* _Goal of the exercise_
Return each line in the records below that includes "retractions".

Stored entries
# # # # #

PR #5114, opened 2026-07-14
fix(lexicon): explicit preserve-vs-retract gate semantics for offline enrich (#5077)

krisztiankoos:
## Problem (tool-verified)

`LEXICON_SLOVNYK_OFFLINE=1` enrich on the hydrated 8,552 release stripped **809 sections to empty** and **shrank 1,748** vs the published asset. Root cause traced in `enrich_manifest.py::enrich_entry`: it recomputes gated sections from scratch each run and unconditionally does `entry["sections"] = sections`. A gate that **cannot run** (offline; per-lemma slovnyk cache reset on a `schema_version` bump then never refetched; transient error) returns empty and silently overwrites the previously-confirmed published section. `verify_manifest`'s NONEMPTY→EMPTY hazard caught only the empties, not the partial shrinks.

## Design — three-outcome contract at the gate layer (root cause, not per-callsite)

`enrich_entry` now captures the hydrated/published sections as an explicit **preserve baseline** (threaded through the function, no hidden global) and resolves each gated section via `_resolve_gated_section`:

| Outcome | Condition | Action | `gate_provenance` |
|---|---|---|---|
| ran-and-confirmed | gate ran, no confirmed item lost | take new (additions welcome) | *(none — default, minimal diff)* |
| ran-and-rejected | gate ran, dropped item(s) | take new (quality win) | `rejected` |
| did-not-run | gate could not consult its source **and** would drop confirmed item(s) | **preserve existing byte-for-byte** | `skipped-offline` |

**"Did the slovnyk gate run" is honest, not offline-blind** (`_slovnyk_gate_ran`): online always ran; offline ran **iff** the per-lemma cache already holds lookups — an empty `lookups` map is exactly the schema-reset/never-fetched lemma the offline gate cannot consult. So an offline run over already-cached lemmas still applies authoritative retractions; only genuinely-unconsulted lemmas are preserved. Paronyms are local ZNO/cache only → their gate always runs (`gate_ran=True`).

**Design point 4 honored:** when the stricter gate *can* run, its retractions (WordNet auto-translation junk `ключ→джерело/живець`, `адвокат→прихильник/радник`, `аеродром→поле`) are `gate_ran=True` → taken as authoritative and marked `rejected`, never blocked.

## verify_manifest shrink gate

`verify_manifest.py --baseline <hydrated>` adds a **per-section item-count shrink gate**. A regression fails the promote **unless** justified by:
- the entry's `gate_provenance[section] == rejected` (the gate ran — a quality win), **or**
- the `(lemma, section)` pair on the curated `scripts/lexicon/shrink_allowlist.yaml` (explicit intended-retraction mechanism).

This is the second line of defence the empty-section hazard lacked — it also catches partial shrinks.

## Verification evidence (tool-backed, #M-4)

**Affected + wider suites — 159 in the commit gate, all green:**
```
tests/test_lexicon_enrich_manifest.py ... tests/test_verify_manifest.py ... tests/test_manifest_io.py
============================= 159 passed in 1.24s ==============================
```
Wider sweep (conformance, publish, perf, reenrich, grow_*, fill_local, wiki, manifest_api, fingerprint, calque): all green (`96 passed, 1 skipped`; `29 passed`; `62 passed`).

**New tests (design step 4):**
- `test_offline_gate_did_not_run_preserves_section_byte_identical` — (a) preserve byte-identical + `skipped-offline`.
- `test_online_gate_ran_and_rejected_retracts_with_provenance` / `..._partial_retraction_keeps_survivors_marks_rejected` — (b) retraction allowed + `rejected`.
- `test_offline_with_cached_lookups_counts_as_gate_ran` — cache, not offline, is the signal.
- `test_online_gate_confirmed_addition_records_no_provenance` — minimal-diff default.
- `test_shrink_gate_catches_unexplained_regression` / `_flags_vanished_section` / `_allows_allowlisted_retraction` / `_allows_gate_ran_rejection_via_provenance` / `_ignores_growth_and_equal` / `_off_without_baseline` — (c) shrink gate + both exemption paths.

**Real CLI (not just `run()`):**
```
# unexplained shrink (стіл, not allowlisted, no provenance)
=== SHRINK GATE (per-section item count vs baseline, #5077) ===
  стіл             synonyms     3 -> 1
=== VERDICT: 1 unexplained section shrink(s) — do NOT commit ===
exit code = 2
# allowlisted lemma (ключ, on shrink_allowlist.yaml) → CLEAN, rc=0
```

**Ruff:** `All checks passed!` on all changed files.

## Notes / decisions that deviate or need a reviewer eye

1. **Preserve is whole-section, not an item-level union.** The issue's design point 1 says a gate that did not run must *preserve the existing section*; the item-level merge is named only as the **one-time recovery**. I implemented the literal contract: on a did-not-run loss the baseline section is kept unchanged (byte-identical), and offline additions from still-available sources are **deferred to the next online run** (auditable via `gate_provenance: skipped-offline`). This is the conservative, non-destructive choice; flagging it explicitly in case a reviewer prefers the union for offline relation-only republishes.
2. **`gate_provenance` is a new top-level entry key**, recorded only for `rejected`/`skipped-offline` (never `confirmed`) to keep full-run diffs minimal. No lexicon-entry JSON schema constrains entry keys; conformance/hazard gates ignore it.
3. **`site/src/data/lexicon-manifest.fingerprint.json` is included** — it is the required `check_manifest_freshness` companion to the two changed code files (`manifest_io.py` is excluded from the fingerprint glob, so only the enrich/verify hashes moved). Freshness gate re-run: `rc=0`.
4. Shared `GATE_*` constants live in `manifest_io.py` (stdlib-only) so enrich and verify share them without either importing the other's heavy deps.

Refs #5077

### DIFF
--- a/scripts/lexicon/README.md
+++ b/scripts/lexicon/README.md
@@ -52,24 +52,38 @@ authorized. See `docs/bug-autopsies/atlas-manifest-source-split.md` for the
 
 ### Offline enrich is non-destructive (preserve-vs-retract, #5077)
 
-`enrich_manifest.py` recomputes gated sections (synonyms/antonyms/homonyms/idioms)
-from scratch each run. Some gates need a live lookup (the Ukrajinet WordNet gate
-wants СУМ-20/slovnyk confirmation; the per-lemma slovnyk cache is reset when its
-`schema_version` bumps). With `LEXICON_SLOVNYK_OFFLINE=1` — or after a cache reset,
-or a transient error — a gate that **cannot run** used to return empty and silently
-overwrite the previously-confirmed published section (809 sections stripped + 1,748
-shrunk on the 2026-07-13 go-live). Enrich now distinguishes three per-section
-outcomes and records the notable ones in an entry's `gate_provenance` map:
+`enrich_manifest.py` recomputes gated sections (synonyms/antonyms/homonyms/paronyms/
+idioms) from scratch each run. The **synonyms** and **idioms** sections need a live
+slovnyk lookup (synonyms from the slovnyk synonym dictionaries; idioms from the
+Фразеологічний page). With `LEXICON_SLOVNYK_OFFLINE=1` — or after the per-lemma cache
+is reset when its `schema_version` bumps, or a transient error — a gate that **cannot
+run** used to return empty and silently overwrite the previously-confirmed published
+section (809 sections stripped + 1,748 shrunk on the 2026-07-13 go-live). Enrich now
+distinguishes three per-section outcomes and records the notable ones in an entry's
+`gate_provenance` map:
 
 - **ran-and-confirmed** — gate ran, kept/added items (default; not recorded).
 - **ran-and-rejected** — gate ran and dropped items (a quality win, e.g. WordNet
   auto-translation junk `ключ→джерело/живець`); recorded as `rejected`.
-- **did-not-run** — gate could not consult its source; the existing section is
-  preserved byte-for-byte; recorded as `skipped-offline`.
+- **did-not-run** — gate could not consult its source; a confirmed item that would be
+  dropped is preserved byte-for-byte, and the non-consultation is always recorded as
+  `skipped-offline` (even when nothing was lost), so the audit trail distinguishes a
+  freshly-gated section from one carried over unconsulted.
 
-Because an offline gate that did not run **preserves** rather than recomputes, an
-offline run cannot add brand-new items to a preserved section — run online (the full
-recipe above, on a data-enabled checkout) to pick up new slovnyk-sourced chips.
+"Did the gate run" is decided **per relevant slug set**, not `bool(lookups)`: the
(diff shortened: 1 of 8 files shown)


krisztiankoos:
Delta verified by orchestrator: ran the branch's 8 new regression tests in a clean worktree at ee408730ac — all pass, covering the review's attack paths (partial-slug cache preserves + skipped-offline, local sections update offline, provenance recorded without loss, byte-identical pure-preserve, shrink gate flags skipped-offline drops as unexplained, pre-existing provenance semantics). Antonym transparency note assessed: slovnyk cache contributes only secondary annotations to antonyms, never item membership (checked _antonyms_wiktionary on the branch) — count-based shrink gate still guards; annotation carry-over filed as a minor follow-up. Review gate satisfied (grok-build full adversarial review + verified delta). Auto-merge enabled.

X-Agent: claude-atlas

# # # # #

* _Exercise response_
**"Did the slovnyk gate run" is honest, not offline-blind** (`_slovnyk_gate_ran`): online always ran; offline ran **iff** the per-lemma cache already holds lookups — an empty `lookups` map is exactly the schema-reset/never-fetched lemma the offline gate cannot consult. So an offline run over already-cached lemmas still applies authoritative retractions; only genuinely-unconsulted lemmas are preserved. Paronyms are local ZNO/cache only → their gate always runs (`gate_ran=True`).
**Design point 4 honored:** when the stricter gate *can* run, its retractions (WordNet auto-translation junk `ключ→джерело/живець`, `адвокат→прихильник/радник`, `аеродром→поле`) are `gate_ran=True` → taken as authoritative and marked `rejected`, never blocked.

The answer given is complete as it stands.